PR #1307, opened 2026-08-04
feat(groups): partial-coverage active members count with disclosure

manishdixitlfx:
## Summary

- `active_members` on the groups dashboard now counts distinct active members over the *covered* subset of the caller's visible committees only, instead of degrading to `null` whenever any single visible committee is unresolved or not-yet-synced. Live validation against prod showed the old all-or-nothing rule returned `null` for essentially every real caller.
- The response gains `coverage: { covered, total }` (visible committees covered vs. total visible). `active_members` is `null` only when zero committees are covered, or the computation itself failed.
- UI: the Active Members card's sub-line gains "· across N of M groups" when coverage is partial, appended to the existing freshness/mock label; full coverage renders no qualifier. The existing "Unavailable" state for a null count is unchanged.
- Mock mode fabricates full coverage (`covered === total`) so the mock path stays exercisable.

## Cache-validator shape-versioning note

`isGroupsEngagementStats` (the Valkey read-through cache's `accept` validator) now also checks for the `coverage` field, so a cache entry written by a pre-upgrade instance during a rolling deploy reads as a miss and recomputes, rather than being served to a client expecting the new shape for up to `GROUPS_ENGAGEMENT_TTL_SECONDS`. The validator's doc comment generalizes this: it's not just a cross-backend (`mock`/`live`) check anymore, it's this response shape's version check — any field a newer service version always sets belongs here.

The same rolling-deploy shape drift is guarded client-side too: `resolveActiveMembersSubLine` optional-chains `stats?.coverage` rather than dereferencing it directly, so a response from a pre-upgrade server (missing `coverage` entirely) degrades to the plain sub-line instead of throwing inside the `computed()` that feeds the whole My Groups stat-card row.

## Branch history note

This branch was originally stacked on `feat/LFXV2-1705-live-read-path` (#1293). That PR merged (squash) while this one was in review, so the branch was rebased/cherry-picked onto current `main` and force-pushed to retarget this PR directly at `main` — the diff below is only this PR's own 4 commits (+293/-109 across 6 files), not the merged parent's.

## Trade-offs (documented per PR-readiness SHOULD_FIX)

- Branch name (`feat/LFXV2-2978-stats-partial-coverage`) carries a descriptive suffix beyond `type/LFXV2-NNN`.
- The `feat(groups): ...(LFXV2-2978)` commit header is 80 chars — over the 72-char team style but within commitlint's 100-char hard limit.

## Test plan

- [x] `yarn lint && yarn format && yarn test && yarn build` all pass on the rebased branch
- [x] New/updated unit tests: partial resolution (2 of 3 committees covered → count over 2 + `coverage: {2,3}`), unresolved uid no longer short-circuits, zero coverage → null + `{0,N}`, full coverage → no UI qualifier, cache validator rejects entries missing `coverage`, mock mode fabricates full coverage, client-side guard against a `coverage`-less response
- [x] e2e fixture (`groups-engagement-stats.spec.ts`) updated with the new `coverage` field
- [x] Post-commit reviewer trio (general + Self Serve conventions + learnings) run and addressed after every commit; full-branch sweep run and clean with respect to this branch's own diff

### DIFF
--- a/apps/lfx-one/e2e/groups-engagement-stats.spec.ts
+++ b/apps/lfx-one/e2e/groups-engagement-stats.spec.ts
@@ -147,7 +147,13 @@ async function stubEngagementStats(page: Page): Promise<void> {
     route.fulfill({
       status: 200,
       contentType: 'application/json',
-      body: JSON.stringify({ active_members: 7, meetings_this_month: 2, computed_at: new Date().toISOString(), source: 'live' }),
+      body: JSON.stringify({
+        active_members: 7,
+        meetings_this_month: 2,
+        computed_at: new Date().toISOString(),
+        source: 'live',
+        coverage: { covered: 1, total: 1 },
+      }),
     })
   );
 }
--- a/apps/lfx-one/src/server/services/groups-engagement-stats.service.spec.ts
+++ b/apps/lfx-one/src/server/services/groups-engagement-stats.service.spec.ts
@@ -567,6 +567,9 @@ describe('GroupsEngagementStatsService', () => {
       const result = await service.getEngagementStats(buildReq());
 
       expect(result.active_members).toBeNull();
+      // total reflects the visible-committee count established before the chunk failure (not 0) —
+      // the caller's committee set was known even though the count itself couldn't be trusted.
+      expect(result.coverage).toEqual({ covered: 0, total: 150 });
     });
 
     it('degrades to active_members: null (not 0) when the Snowflake query hits a missing-object error', async () => {
@@ -578,6 +581,7 @@ describe('GroupsEngagementStatsService', () => {
       expect(result.active_members).toBeNull();
       expect(result.meetings_this_month).toBeNull();
       expect(result.source).toBe('live');
+      expect(result.coverage).toEqual({ covered: 0, total: 1 });
     });
 
     it('degrades to active_members: null without throwing when fetching the visible committee set fails', async () => {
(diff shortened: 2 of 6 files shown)


dealako (approved):
Hi @manishdixitlfx — reviewed PR #1307.

**Overall impression:** Clean, well-scoped change. It replaces the all-or-nothing `active_members: null` fallback with partial-coverage reporting — counting active members across the committees that both resolve v2→v1 and have warehouse rows, surfacing a `coverage: { covered, total }` field, and disclosing partial coverage in the UI sub-line ("· across N of M groups"). Cache versioning correctly treats a missing `coverage` field as stale so pre-upgrade Valkey entries recompute during rolling deploys, and the error path preserves the visible-committee count for accurate diagnostics. Test coverage is thorough — partial coverage, zero coverage, cache hit/miss on shape drift, mock mode, and null-handling are all exercised at both the unit and e2e level.

Ran this through three parallel dimension reviews (Security & Data Privacy / Correctness, Performance & Test Coverage / Code Style, Consistency & Documentation) plus reconciliation against CodeRabbit, Cursor Bugbot, and Copilot — no new findings from any source. Copilot explicitly reviewed all 6 changed files with no comments; Cursor's summary confirms the same semantics with no risk flags beyond a self-noted "Medium Risk" label for the live rollup/cache-shape change, which is appropriately covered by the shape-versioning safeguard and tests.

**Structured issue count:**
- 🔴 Blocking: 0
- 🟡 Minor: 0
- ⚪ Nit: 0
- ❔ Question: 0

Note: the branch currently shows as behind `main` — worth a rebase before merge, but not a review blocker.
==*==
YOUR ASSIGNMENT:
Each entry needs to be copied out exactly as written.

TASK OUTPUT:
PR #1307, opened 2026-08-04
feat(groups): partial-coverage active members count with disclosure

manishdixitlfx:
## Summary

- `active_members` on the groups dashboard now counts distinct active members over the *covered* subset of the caller's visible committees only, instead of degrading to `null` whenever any single visible committee is unresolved or not-yet-synced. Live validation against prod showed the old all-or-nothing rule returned `null` for essentially every real caller.
- The response gains `coverage: { covered, total }` (visible committees covered vs. total visible). `active_members` is `null` only when zero committees are covered, or the computation itself failed.
- UI: the Active Members card's sub-line gains "· across N of M groups" when coverage is partial, appended to the existing freshness/mock label; full coverage renders no qualifier. The existing "Unavailable" state for a null count is unchanged.
- Mock mode fabricates full coverage (`covered === total`) so the mock path stays exercisable.

## Cache-validator shape-versioning note

`isGroupsEngagementStats` (the Valkey read-through cache's `accept` validator) now also checks for the `coverage` field, so a cache entry written by a pre-upgrade instance during a rolling deploy reads as a miss and recomputes, rather than being served to a client expecting the new shape for up to `GROUPS_ENGAGEMENT_TTL_SECONDS`. The validator's doc comment generalizes this: it's not just a cross-backend (`mock`/`live`) check anymore, it's this response shape's version check — any field a newer service version always sets belongs here.

The same rolling-deploy shape drift is guarded client-side too: `resolveActiveMembersSubLine` optional-chains `stats?.coverage` rather than dereferencing it directly, so a response from a pre-upgrade server (missing `coverage` entirely) degrades to the plain sub-line instead of throwing inside the `computed()` that feeds the whole My Groups stat-card row.

## Branch history note

This branch was originally stacked on `feat/LFXV2-1705-live-read-path` (#1293). That PR merged (squash) while this one was in review, so the branch was rebased/cherry-picked onto current `main` and force-pushed to retarget this PR directly at `main` — the diff below is only this PR's own 4 commits (+293/-109 across 6 files), not the merged parent's.

## Trade-offs (documented per PR-readiness SHOULD_FIX)

- Branch name (`feat/LFXV2-2978-stats-partial-coverage`) carries a descriptive suffix beyond `type/LFXV2-NNN`.
- The `feat(groups): ...(LFXV2-2978)` commit header is 80 chars — over the 72-char team style but within commitlint's 100-char hard limit.

## Test plan

- [x] `yarn lint && yarn format && yarn test && yarn build` all pass on the rebased branch
- [x] New/updated unit tests: partial resolution (2 of 3 committees covered → count over 2 + `coverage: {2,3}`), unresolved uid no longer short-circuits, zero coverage → null + `{0,N}`, full coverage → no UI qualifier, cache validator rejects entries missing `coverage`, mock mode fabricates full coverage, client-side guard against a `coverage`-less response
- [x] e2e fixture (`groups-engagement-stats.spec.ts`) updated with the new `coverage` field
- [x] Post-commit reviewer trio (general + Self Serve conventions + learnings) run and addressed after every commit; full-branch sweep run and clean with respect to this branch's own diff

### DIFF
--- a/apps/lfx-one/e2e/groups-engagement-stats.spec.ts
+++ b/apps/lfx-one/e2e/groups-engagement-stats.spec.ts
@@ -147,7 +147,13 @@ async function stubEngagementStats(page: Page): Promise<void> {
     route.fulfill({
       status: 200,
       contentType: 'application/json',
-      body: JSON.stringify({ active_members: 7, meetings_this_month: 2, computed_at: new Date().toISOString(), source: 'live' }),
+      body: JSON.stringify({
+        active_members: 7,
+        meetings_this_month: 2,
+        computed_at: new Date().toISOString(),
+        source: 'live',
+        coverage: { covered: 1, total: 1 },
+      }),
     })
   );
 }
--- a/apps/lfx-one/src/server/services/groups-engagement-stats.service.spec.ts
+++ b/apps/lfx-one/src/server/services/groups-engagement-stats.service.spec.ts
@@ -567,6 +567,9 @@ describe('GroupsEngagementStatsService', () => {
       const result = await service.getEngagementStats(buildReq());
 
       expect(result.active_members).toBeNull();
+      // total reflects the visible-committee count established before the chunk failure (not 0) —
+      // the caller's committee set was known even though the count itself couldn't be trusted.
+      expect(result.coverage).toEqual({ covered: 0, total: 150 });
     });
 
     it('degrades to active_members: null (not 0) when the Snowflake query hits a missing-object error', async () => {
@@ -578,6 +581,7 @@ describe('GroupsEngagementStatsService', () => {
       expect(result.active_members).toBeNull();
       expect(result.meetings_this_month).toBeNull();
       expect(result.source).toBe('live');
+      expect(result.coverage).toEqual({ covered: 0, total: 1 });
     });
 
     it('degrades to active_members: null without throwing when fetching the visible committee set fails', async () => {
(diff shortened: 2 of 6 files shown)


dealako (approved):
Hi @manishdixitlfx — reviewed PR #1307.

**Overall impression:** Clean, well-scoped change. It replaces the all-or-nothing `active_members: null` fallback with partial-coverage reporting — counting active members across the committees that both resolve v2→v1 and have warehouse rows, surfacing a `coverage: { covered, total }` field, and disclosing partial coverage in the UI sub-line ("· across N of M groups"). Cache versioning correctly treats a missing `coverage` field as stale so pre-upgrade Valkey entries recompute during rolling deploys, and the error path preserves the visible-committee count for accurate diagnostics. Test coverage is thorough — partial coverage, zero coverage, cache hit/miss on shape drift, mock mode, and null-handling are all exercised at both the unit and e2e level.

Ran this through three parallel dimension reviews (Security & Data Privacy / Correctness, Performance & Test Coverage / Code Style, Consistency & Documentation) plus reconciliation against CodeRabbit, Cursor Bugbot, and Copilot — no new findings from any source. Copilot explicitly reviewed all 6 changed files with no comments; Cursor's summary confirms the same semantics with no risk flags beyond a self-noted "Medium Risk" label for the live rollup/cache-shape change, which is appropriately covered by the shape-versioning safeguard and tests.

**Structured issue count:**
- 🔴 Blocking: 0
- 🟡 Minor: 0
- ⚪ Nit: 0
- ❔ Question: 0

Note: the branch currently shows as behind `main` — worth a rebase before merge, but not a review blocker.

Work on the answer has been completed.